10-36 The staffs review of FSAR section 10.4.8 focused on the ability of the FWTS to provide the appropriate chemical injection that allows for the control of certain secondary water chemistry parameters. FSAR sections 10.3.5 and 10.4.5 describe how maintaining acceptable secondary water chemistry will demonstrate compliance with GDC 14 with respect to corrosion-induced failure of the RCPB.
FSAR section 10.4.8.2, System Description, states that chemical injection points are provided downstream of the FWS condensate pumps, and there is separate equipment for pH control and oxygen scavenger injection. Figure 10.1-1 shows the FWTS injection location schematically. FSAR section 10.4.8.3, System Operation, states that the Process Sampling System (PSS) monitors the feedwater, and the FWTS makes chemical additions to keep feedwater chemistry within limits. The FWTS chemical addition pumps use the PSS readings to determine the chemical injection requirements, which are controlled by the plant control system and module control system. These chemical injections are available for normal operation and for cleanup modes during startup. The staff finds this design acceptable based on having provisions and equipment for monitoring the feedwater chemistry and injecting chemicals for pH and dissolved oxygen control.
FSAR section 10.4.8 includes COL Item 10.4-1, which makes a COL applicant responsible for providing a secondary water chemistry analysis that must show that the size, materials, and capacity of the FWTS equipment and components satisfy the water quality requirements of the Secondary Water Chemistry Control Program described in FSAR section 10.3.5, and that the system is compatible with the feedwater chemicals. The staff finds it acceptable for the COL applicant to be responsible for the details of the FWTS because the design will be required to meet the requirements of the Secondary Water Chemistry Control Program described in section 10.3.5, while allowing the COL applicant flexibility in the choice of chemicals and equipment to meet those requirements. The flexibility to customize the design is acceptable because the EPRI Guidelines that form the basis for the Secondary Water Chemistry Control Program allow for more than one way to maintain pH and dissolved oxygen limits.

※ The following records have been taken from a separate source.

PR #1200, opened 2023-10-27
Improved algorithm with OpenSSL 3.0.12 and 3.1.4

Sreekala-Gopakumar:
https://github.com/eclipse-openj9/openj9-website-publish/pull/6

Added the information related to improved algorithm with the use of OpenSSL version 3 and later

### DIFF
--- a/docs/version0.41.md
+++ b/docs/version0.41.md
@@ -33,6 +33,7 @@ The following new features and notable changes since version 0.40.0 are included
 - [New `-XX:[+|-]EnableDynamicAgentLoading` option added](#new-xx-enabledynamicagentloading-option-added)
 - [New `-XX:[+|-]UseZlibNX` option added](#new-xx-usezlibnx-option-added)
 - [Support for OpenSSL 3.x](#support-for-openssl-3x)
+- [Performance improvement](#performance-improvement)
 
 ## Features and changes
 
@@ -81,6 +82,10 @@ AIX&reg; system adds the `zlibnx` library directory path in the `LIBPATH` enviro
 ### Support for OpenSSL 3.x
 
 OpenSSL 3.x is now supported on all operating systems. For more information about OpenSSL support, see [`Cryptographic operations`](introduction.md#cryptographic-operations).
+
+### Performance improvement
+
+Performance of algorithms with the use of OpenSSL version 3 and later is now enhanced. Improved algorithms include SHA256, AES, HmacSHA256, and ChaCha20. To obtain these improved algorithms and further enhance the performance of these algorithms on Linux&reg; and AIX, use OpenSSL 3.0.12 or a later 3.0.x version, or 3.1.4 or a later 3.1.x version.
 
 ## Known problems and full release information
 


Sreekala-Gopakumar:
Jenkins doc stage

pshipton:
Same comment as https://github.com/eclipse-openj9/openj9-website-publish/pull/6#issuecomment-1783221915, pls add the "or later".

Sreekala-Gopakumar:
Jenkins doc stage

Sreekala-Gopakumar:
Jenkins doc stage

Sreekala-Gopakumar:
@pshipton - I have incorporated the suggested change. Please check and confirm. Thanks!

pshipton:
Sorry, I should have looked closer. This update should go into the What's New rather than the OpenSSL section. It's not the switch to OpenSSL v3 which provided perf benefits, this switch originally regressed perf. However there were a number of changes made to improve the performance with OpenSSL v3. Previous user's of OpenSSL v3 on Linux will see these improvements when 0.41 is used. For the best performance the fix added to OpenSSL 3.0.12 (3.1.4) should also be used.

Sreekala-Gopakumar:
> Sorry, I should have looked closer. This update should go into the What's New rather than the OpenSSL section. It's not the switch to OpenSSL v3 which provided perf benefits, this switch originally regressed perf. However there were a number of changes made in 0.41 to improve the performance with OpenSSL v3. Previous user's of OpenSSL v3 on Linux will see these improvements when 0.41 is used. For the best performance the fix added to OpenSSL 3.0.12 (3.1.4) should also be used.

So I should delete the newly added content from the openssl topic? 
> Performance of algorithms is enhanced with the use of OpenSSL version 3 and later. Improved algorithms include SHA256, AES, HmacSHA256, and ChaCha20. To obtain these improved algorithms on Linux and AIX, use OpenSSL 3.0.12 or a later 3.0.x version, or 3.1.4 or a later 3.1.x version because OpenSSL is not bundled with the Semeru JDK on those platforms.

This should be now added to the What's new in version 0.41.0?

pshipton:
> So I should delete the newly added content from the openssl topic?

If you mean the content added by this PR, then yes.

> This should be now added to the What's new in version 0.41.0? 

Correct.

> From your comments, it seems that the content itself needs a change. Should it be as follows?

I don't think we should state "You must use these versions", in particular the word "must". They are not required, they just provide the best v3 performance.

Sreekala-Gopakumar:
Jenkins doc stage

Sreekala-Gopakumar:
> > So I should delete the newly added content from the openssl topic?
> 
> If you mean the content added by this PR, then yes.
> 
> > This should be now added to the What's new in version 0.41.0?
> 
> Correct.
> 
> > From your comments, it seems that the content itself needs a change. Should it be as follows?
> 
> I don't think we should state "You must use these versions", in particular the word "must". They are not required, they just provide the best v3 performance.

I have deleted the last line "You must use these versions on Linux and AIX because OpenSSL is not bundled with the Semeru JDK on those platforms." because I think it is not necessary here. I hope that is ok. Thanks!

pshipton (approved):

PR #1263, opened 2024-01-30
Glossary-0.43.0

Sreekala-Gopakumar:
Glossary topic added with first set of glossary terms.

### DIFF
--- a/docs/glossary.md
+++ b/docs/glossary.md
@@ -1,0 +1,203 @@
+{:shortdesc: .shortdesc}
+{:new_window: target="_blank"}
+
+# Glossary
+*Last update: 2024/01/29*
+
+
+This glossary provides terms and definitions for Runtimes OpenJ9 &reg;.
+{:shortdesc}
+
+The following cross-references are used in this glossary:
+
+- *See* refers you from a nonpreferred term to the preferred term or from an abbreviation to the spelled-out form.
+- *See also* refers you to a related or contrasting term.
+
+
+<!--If you do not want letter links at the top of your glossary, delete the text between these comment tags.-->
+
+[A](#glossa)
+[B](#glossb)
+[C](#glossc)
+[D](#glossd)
+[E](#glosse)
+[F](#glossf)
+[G](#glossg)
+[H](#glossh)
+[I](#glossi)
+[J](#glossj)
+[K](#glossk)
+[L](#glossl)
+[M](#glossm)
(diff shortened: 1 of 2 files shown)


Sreekala-Gopakumar:
Jenkins doc stage

docs/glossary.md
```diff
@@ -0,0 +1,203 @@
...
+
+
+## O
+{: #glosso}
+
+
+### OpenSSL
+{: #x10447142}
+
+An open source version of the SSL and TLS security protocols, which provide encryption and server authentication over the internet.
```
pshipton, line 137: It's more than this. Copying from openssl.org it's also a "toolkit for general-purpose cryptography", which is the part of OpenSSL used by OpenJ9 with OpenJDK.

docs/glossary.md
```diff
@@ -0,0 +1,203 @@
...
+{: #x2038004}
+
+A security protocol that provides communication privacy. With SSL, client/server applications can communicate in a way that is designed to prevent eavesdropping, tampering, and message forgery.
+
+### SSL
+{: #x2483907}
+See [Secure Sockets Layer](#x2038004).
+
+
+### system dump (SDUMP)
```
pshipton, line 176: Where does SDUMP come from, does OpenJ9 use this term?

Sreekala-Gopakumar: We are expected to use the Terminology-in-ibm for creating glossaries. The idea is to use standardised terms and definition across IBM. We can suggest changes and make it specific to each product. SDUMP might be an existing term that is being reused. I am coordinating with Carla Quinn. I will pass on these comments to her and work on correcting it. Please do let me know any other concerns you might have. Thanks!

docs/glossary.md
```diff
@@ -0,0 +1,203 @@
...
+An open source version of the SSL and TLS security protocols, which provide encryption and server authentication over the internet.
+
+## P
+{: #glossp}
+
+
+### page
+{: #x2003565}
+
+A block of memory that equals 4096 bytes.
```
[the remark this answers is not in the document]
Sreekala-Gopakumar: How can we generalise it? Maybe as follows:

A contiguous block of virtual memory, usually of 4096 bytes size. A page size can be 2^n.

Sreekala-Gopakumar:
Creating a new pull request to use the latest content for glossary creation in 2025.

PR #1289, opened 2024-02-29
Update requirements.txt

Sreekala-Gopakumar:
Jenkins build was failing because of the following error: pip's dependency resolver does not currently take into account all the packages that are installed. This behaviour is the source of the following dependency conflicts. poetry 1.8.1 requires packaging>=23.1, but you have packaging 22.0 which is incompatible. 
Updated the Requirements.txt with packaging==23.2

### DIFF
--- a/buildenv/requirements.txt
+++ b/buildenv/requirements.txt
@@ -63,7 +63,7 @@ mkdocs-material==9.5.11
     # via -r requirements.in
 mkdocs-material-extensions==1.3
     # via mkdocs-material
-packaging==22.0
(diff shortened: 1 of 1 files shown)


Sreekala-Gopakumar:
@pshipton - I have tested with this packaging and the documents are fine. Following is the console output for the build that was failing.
https://runtimes-jenkins.swg-devops.com/job/Build_mkdocs_for_kc_no_Docker/728/console

Could you please merge this file. Thanks!

pshipton (approved):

10.4.8.5 Initial Test Program Section 14.2 of this SER contains the evaluation of preoperational test # 26 in FSAR section 14.2, Table 14.2-26, Test # 26 Feedwater Treatment System, and preoperational test # 72 in FSAR section 14.2, table 14.2-72. These preoperational tests are performed by the COL holder.
10.4.8.6 Conclusion Based on its review of the FWTS described above, the staff concludes that the design is acceptable because it meets the requirements of GDC 14.